Talk about the harvest in a PHP program that divides txt by chapter

Source: Internet
Author: User
Tags array to string php online

Recently in the automatic division of a TXT novel, can be a whole TXT file to be divided into chapters, and then broken down into a small. txt file saved and can get the number of chapters and chapters of each chapter name.

My initial idea was:

① first open the file with fopen, and then the while loop uses the Fgets function to read each line in the TXT file

The ② side reads the edge using a regular match to see if there is a string in this sentence that contains "chapter * *" or "section * *". If you have something, save it in an array.

③ use Count to calculate the size of the array after all loops are complete, and then use the Foreach Loop array to string-stitch the chapter names of each chapter (such as "#章节名 #" into the database for later segmentation of chapter names using functions such as explode).

Then I started knocking on the code with this idea. But soon came the first question

----How to use regular expressions to match Chinese!!!

Always used regular expressions to match some English characters ah what, I have always thought that the regular expression can directly match the Chinese characters, and then wrote the following code

if (preg_match("/section [0-9 Chisi]*[Chapter]/i",$hangdata,$matches)) {    }

I really think this is a bit too easy ... The result is nothing to match.

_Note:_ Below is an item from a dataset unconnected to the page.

PR #595, opened 2021-02-20
[Baselines Performance] Observations batching cache

erikwijmans:
## Motivation and Context

We currently batch cpu-side tensors by doing cpu-stack -> cuda, however, that cpu -> cuda transfer implicitly results in a copy to pinned host memory (cuda can only copy from pinned host memory).  This PR maintains a pool of correctly sized pinned memory buffers so that we can implicitly stack by copying into the correct buffers and then do the transfer.  This skips a cpu -> pinned host memory copy.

Most of the time, the first thought is impossible!!! Then I used the simple code to look at it, but did not find any problem ah. So began Baidu, have to say that Baidu really has a lot of useful things, and soon found the user to share the match between the characters of the content, to change the Chinese characters to Unicode encoding form to match ... The following is the modified code

if (preg_match("/(\X{7B2C}) (\s*) ([\x{4e00}\x{4e8c}\x{4e09}\x{56db}\x{4e94}\x{516d}\x{4e03}\x{516b}\x{ 4e5d}\x{5341}\x{767e}\x{5343}0-9]+) (\s*) ([\x{7ae0}\x{8282}]+)/U ",$hangdata,$matches)) {} 

I think it should be no problem this time ~ is happy to refresh the page ... How come I didn't come out with something. Is the Netizen's contribution wrong? So careful examination of the side but still did not find out what the problem, so online to find a PHP online Chinese manual To see, the original use Preg_match match Chinese requirements are matched content is UTF-8 encoding. and read from the TXT is generally GBK encoded

And then added a line of character conversion code

$hangdata=mb_convert_encoding ($hangdata, "UTF-8", "GBK");

Now a run ~ok is complete.

However, when scrolling the page, it was found that the same chapter name was matched two or more times. This error is very serious Ah, before the author wrote a chapter of the content, with this one point into a lot of chapters.

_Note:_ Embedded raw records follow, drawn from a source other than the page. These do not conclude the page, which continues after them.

PR #598, opened 2021-02-22
[Sensor] Fix hab-lab examples to work with Hierarchical SensorSpec changes

vauduong:
## Motivation and Context

See: https://github.com/facebookresearch/habitat-sim/pull/1090
PR#1090 in habitat-sim introduces a Hierarchical SensorSpec to match the new sensor framework for VisualSensor. 

image

`SensorSpec::create()` is no longer used, use correct SensorSpec initialization to create correct sensor, such as `CameraSensorSpec::create()`. 

This PR fixes examples to use CameraSensorSpec() to initialize sensorSpecs

## How Has This Been Tested

Built and tested locally with version of hab-sim in PR#1090, checked that tests passed

## Types of changes

## Checklist


habitat/sims/habitat_simulator/habitat_simulator.py
```diff
@@ -258,7 +258,7 @@ def create_sim_config(
 
         sensor_specifications = []
         for sensor in _sensor_suite.sensors.values():
-            sim_sensor_cfg = habitat_sim.SensorSpec()
+            sim_sensor_cfg = habitat_sim.CameraSensorSpec()
```
vauduong, line 261: Hi @Skylion007 ! I noticed that in hab-lab sensors we don't have SensorSubTypes, and was wondering what the reasoning for that was - would it be a good idea to add this enum?

For context, I check that SensorSubTypes are correct before initializing a CameraSensorSpec() here: 
https://github.com/facebookresearch/habitat-sim/pull/1090/files#diff-1c82f32ca8e8fe4738a140dd923ac12f5d482300e28446788e41eafa248a62a1R66-R103

vauduong: I'm also not sure how BumpSensor is initialized, since this isn't something I was able to find in hab-sim or hab-lab. I know we can't initialize it with CameraSensorSpec as we do the other sensors though. Any insight to this would be appreciated! @Skylion007 @bigbike @mathfac @erikwijmans @abhiskk

Skylion007:
I started doing that here: https://github.com/facebookresearch/habitat-lab/pull/533

habitat/sims/habitat_simulator/habitat_simulator.py
Skylion007: We don't actually have implementations of BumpSensor, I don't believe.

habitat/sims/habitat_simulator/habitat_simulator.py
```diff
@@ -257,41 +263,69 @@ def create_sim_config(
...
-            # We know that the Sensor has to be one of these Sensors
-            sensor = cast(HabitatSimVizSensors, sensor)
-            sim_sensor_cfg.sensor_type = sensor.sim_sensor_type
-            sim_sensor_cfg.gpu2gpu_transfer = (
-                self.habitat_config.HABITAT_SIM_V0.GPU_GPU
-            )
-            sensor_specifications.append(sim_sensor_cfg)
+
+            # Check if type VisualSensorSpec, we know that Sensor is one of HabitatSimRGBSensor, HabitatSimDepthSensor, HabitatSimSemanticSensor
+            if (
```
Skylion007, line 278: Not all sensors are VisualSensor in Habitat.

habitat/sims/habitat_simulator/habitat_simulator.py
```diff
@@ -160,9 +164,11 @@ def get_observation(
 @registry.register_sensor
 class HabitatSimSemanticSensor(SemanticSensor):
     sim_sensor_type: habitat_sim.SensorType
+    sim_sensor_subtype: habitat_sim.SensorSubType
```
Skylion007, line 167: I suppose, we could tie the SensorSubtype to the Sensor Class like this, but I was thinking about having it be a SensorConfig string that determined it (similar to how we do for UUIDs now). Any reason why not do it that way? It would give the user more flexability down the road (unless you expect SensorSubtypes to have entirely different config types).

Doing it like this though causes a quadratic explosion in the number of Sensor modalities -> sensor_subtypes though.

In other words, is there a good reason this cannot/should not be read from the config?

This is all fine for now since we only support PINHOLE, but will be annoying later when we supports RGBFisheye/DepthFisheye etc...

habitat/sims/habitat_simulator/habitat_simulator.py
```diff
@@ -257,41 +263,69 @@ def create_sim_config(
         )
 
         sensor_specifications = []
+        VisualSensorTypeSet = {
```
Skylion007, line 266: We can programatically get the values from a enum by iterating through them with `.value()` 

Also wouldn't this be better defined by some inheritance structure?

habitat/sims/habitat_simulator/habitat_simulator.py
```diff
@@ -257,41 +263,69 @@ def create_sim_config(
...
+
+            # Check if type VisualSensorSpec, we know that Sensor is one of HabitatSimRGBSensor, HabitatSimDepthSensor, HabitatSimSemanticSensor
+            if (
+                getattr(sensor, "sim_sensor_type", [])
+                not in VisualSensorTypeSet
+            ):
+                raise ValueError(
+                    f"""{getattr(sensor, "sim_sensor_type", [])} is an illegal sensorType that is not implemented yet"""
+                )
+            else:
```
Skylion007, line 285: No reason for an else statement here, athe ValueError will terminate it.

habitat/sims/habitat_simulator/habitat_simulator.py
```diff
@@ -257,41 +263,69 @@ def create_sim_config(
...
+                # Check if type CameraSensorSpec
+                if (
+                    getattr(sensor, "sim_sensor_subtype", [])
+                    not in CameraSensorSubTypeSet
+                ):
+                    raise ValueError(
+                        f"""{getattr(sensor, "sim_sensor_subtype", [])} is an illegal sensorSubType for a VisualSensor"""
+                    )
+                else:
```
Skylion007, line 294: Like wise, no reason for else

Skylion007 (changes requested):
This is fine as a cludge, but there are some issues with support multiple sensor types n the future. Also, some issues with the current error handling / indentation

habitat/sims/habitat_simulator/habitat_simulator.py
vauduong: Not all sensors are VisualSensors but VisualSensorSpecs are the only kinds of specs that can be initialized at the moment.

habitat/sims/habitat_simulator/habitat_simulator.py
vauduong: Hi Aaron! I did this because this file goes through some defined configs and initializes the right sensorSpec. 

So far, only CameraSensorSpec exists, but I'm adding the structure for checks so that when Fisheye/Equirectangular sensors are implemented, we can follow the logic to initialize the right sensorSpec.

habitat/sims/habitat_simulator/habitat_simulator.py
vauduong: Are you saying that instead of checking if it's in a set we should get the value it and compare it with the enum numbers? This is just a way to check which type of SensorSpec to initialize based on the values in the config.

habitat/sims/habitat_simulator/habitat_simulator.py
mathfac: Yes, we have only [CollisionMeasure](https://github.com/facebookresearch/habitat-lab/blob/aa24551fd9942b11b7af4a076d9c05e080594d08/habitat/tasks/nav/nav.py#L670), but that would be great to have BumpSensor, but it looks like it can be HabitatLab Task sensor, not Simulator one.

mathfac:
Looking forward for this change.

habitat/sims/habitat_simulator/habitat_simulator.py
mathfac: Does Subtype infer how observation space will be defined? Does different Subtypes of sensors require separate classes wrappers in HabLab?

Skylion007 (approved):

Skylion007:
Want to let @erikwijmans to take a look at this before merging. Otherwise, looks good to me. We may want to add an error to upgrade habitat_sim though.

habitat/sims/habitat_simulator/habitat_simulator.py
vauduong: Hi @mathfac , I think I don't understand enough about how observation space is defined in hablab vs habsim. What is the difference there and what should I be aware of?

Skylion007: Exactly, I don't think they should require separate wrappers, they should be set by the config.

erikwijmans (approved):
This looks fine to me!

PR #600, opened 2021-02-23
MultiON task integration

shivanshpatel35:
## Motivation and Context

Adding [MultiON](https://shivanshpatel35.github.io/multi-ON/) task (NeurIPS 2020). 

## How Has This Been Tested

Tested locally

## Types of changes

## Checklist

## Dataset download 
Download and place dataset in `data/datasets` folder by running the following commands
```
cd data/datasets
wget -O multinav.zip "http://aspis.cmpt.sfu.ca/projects/multion/multinav.zip"
unzip multinav.zip && rm multinav.zip
cd ../
wget -O multiON_objects.zip "http://aspis.cmpt.sfu.ca/projects/multion/multiON_objects.zip"
unzip multiON_objects.zip && rm multiON_objects.zip
```


habitat/tasks/nav/multi_object_nav_task.py
```diff
@@ -0,0 +1,551 @@
...
+        ep_current_goal_success = task.measurements.measures[
+            CurrentGoalSuccess.cls_uuid
+        ].get_metric()
+
+        if ep_current_goal_success:
+            self._metric += 1 / len(episode.goals)
+
+
+@registry.register_measure
+class MultiONSuccess(Measure):
```
erikwijmans, line 339: In general, I don't think I like this design of task specific measures for metrics that are also well defined in other tasks.  IMO MultiON should just use Success and then that class should dispatch to different implementations based on the task.  In the same way that the topdown map and DistanceToGoal measures currently work for objectnav and pointnav.

habitat/tasks/nav/multi_object_nav_task.py
```diff
@@ -0,0 +1,551 @@
...
+        self._metric = ep_success * (
+            self._start_end_episode_distance
+            / max(
+                self._start_end_episode_distance, self._agent_episode_distance
+            )
+        )
+
+
+@registry.register_measure
+class MultiONPPL(Measure):
```
erikwijmans, line 449: @mathfac @Skylion007 what are you thoughts on generalizing this?  This could be defined for other navigation tasks as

So just match the chapter name in each chapter and compare it to the chapter name he recently read, and see if it's the same.

So, at the very beginning, we defined an empty string variable.

Each time the loop is compared with the current chapter name if the same, the current chapter name is no longer recorded, if not the same as the record and assign the chapter name to the variable.

Although there is still a bit of unsatisfactory, but the main function has been achieved basically

Talk about the harvest in a PHP program that divides txt by chapter

Related Article

Contact Us

The content source of this page is from Internet, which doesn't represent Alibaba Cloud's opinion; products and services mentioned on that page don't have any relationship with Alibaba Cloud. If the content of the page makes you feel confusing, please write us an email, we will handle the problem within 5 days after receiving your email.

If you find any instances of plagiarism from the community, please send an email to: info-contact@alibabacloud.com and provide relevant evidence. A staff member will contact you within 5 working days.

A Free Trial That Lets You Build Big!

Start building with 50+ products and up to 12 months usage for Elastic Compute Service

  • Sales Support

    1 on 1 presale consultation

  • After-Sales Support

    24/7 Technical Support 6 Free Tickets per Quarter Faster Response

  • Alibaba Cloud offers highly flexible support services tailored to meet your exact needs.